▸ What you should do
Hunt through the lines below for the string "unwrap" and copy each one that has it.

▸ Dataset content
PR #58, opened 2021-05-20
Bookmarks

makeefu:
Ranger-like bookmarks:
Just call `add_bookmark` and type any char key to add the current directory to bookmarks.
Type `<apostrophe><char>`   to jump to a bookmarked directory.
The location of the file all the bookmarks are stored in is configurable.


src/config/default/config.rs
```diff
@@ -74,12 +78,15 @@ impl ConfigStructure for AppConfig {
 
 impl std::default::Default for AppConfig {
     fn default() -> Self {
+        let home = std::env::var("HOME").unwrap();
```
kamiyaa, line 81: These default values can be made into a function like `default_max_preview_size` and used here.
Then it can also be used with `#[serde(default = "func")]`.

Ideally, the default path should be where the rest of the config is; ie. `$XDG_CONFIG_HOME/joshuto/bookmarks.toml`

src/bookmarks.rs
```diff
@@ -0,0 +1,95 @@
+use crate::config::Flattenable;
```
kamiyaa, line 1: This should probably be placed under `src/config/default` or `src/config/bookmark`

src/context/app_context.rs
```diff
@@ -1,12 +1,14 @@
 use std::collections::VecDeque;
 use std::sync::mpsc;
 
+use crate::bookmarks::BookmarkMapping;
```
kamiyaa, line 4: I think I would probably just store the bookmarks inside `config::AppConfig`.
Any reason you decided to have it separate?

src/run.rs
```diff
@@ -58,10 +59,32 @@ pub fn run(
                             context.push_msg(e.to_string());
                         }
                     }
+                    Event::Key(Key::Char('`')) => {
```
kamiyaa, line 62: This should be delegated to its own command like `goto_bookmark` or something.
Then it can be mapped by users to any key.
You can take some inspiration from `open_with` and how joshuto currently handles multi-key command mappings.

src/ui/views/tui_bookmark_menu.rs
```diff
@@ -0,0 +1,127 @@
+use crate::context::AppContext;
```
kamiyaa, line 1: I didn't fully read and understand this file, but it seems to do something similar to `TuiMenu`?
I think it would be better to just create a widget that utilizes `TuiMenu` than to recreate the same logic.

src/bookmarks.rs
```diff
@@ -0,0 +1,95 @@
...
+
+            file.write_all(&s.as_bytes()).unwrap();
+        }
+        Ok(())
+    }
+}
+
+impl Flattenable<BookmarkMapping> for RawBookmarkMapping {
+    fn flatten(self) -> BookmarkMapping {
+        let mut bookmarksmap = BookmarkMapping::new();
```
kamiyaa, line 32: This can be reduced to
```rust
fn flatten(self) -> BookmarkMapping {
    let map: HashMap<char, PathBuf> = self.bookmarks
        .drain(..)
        .map(|(c, s)| (c, PathBuf::from(s))
        .collect();
    BookmarkMapping { map }
}
```

src/bookmarks.rs
```diff
@@ -0,0 +1,95 @@
...
+        }
+        return RawBookmarkMapping { bookmarks };
+    }
+
+    pub fn new() -> Self {
+        let map = HashMap::new();
+        Self { map }
+    }
+
+    pub fn load(bookmarks_file_path: &str) -> Self {
```
kamiyaa, line 65: This could return `std::io::Result<Self>`, `Result<Self, String>` or something and delegate the error handling to elsewhere.

kamiyaa:
Nice work overall!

▸ Written solution
+        let home = std::env::var("HOME").unwrap();
+            file.write_all(&s.as_bytes()).unwrap();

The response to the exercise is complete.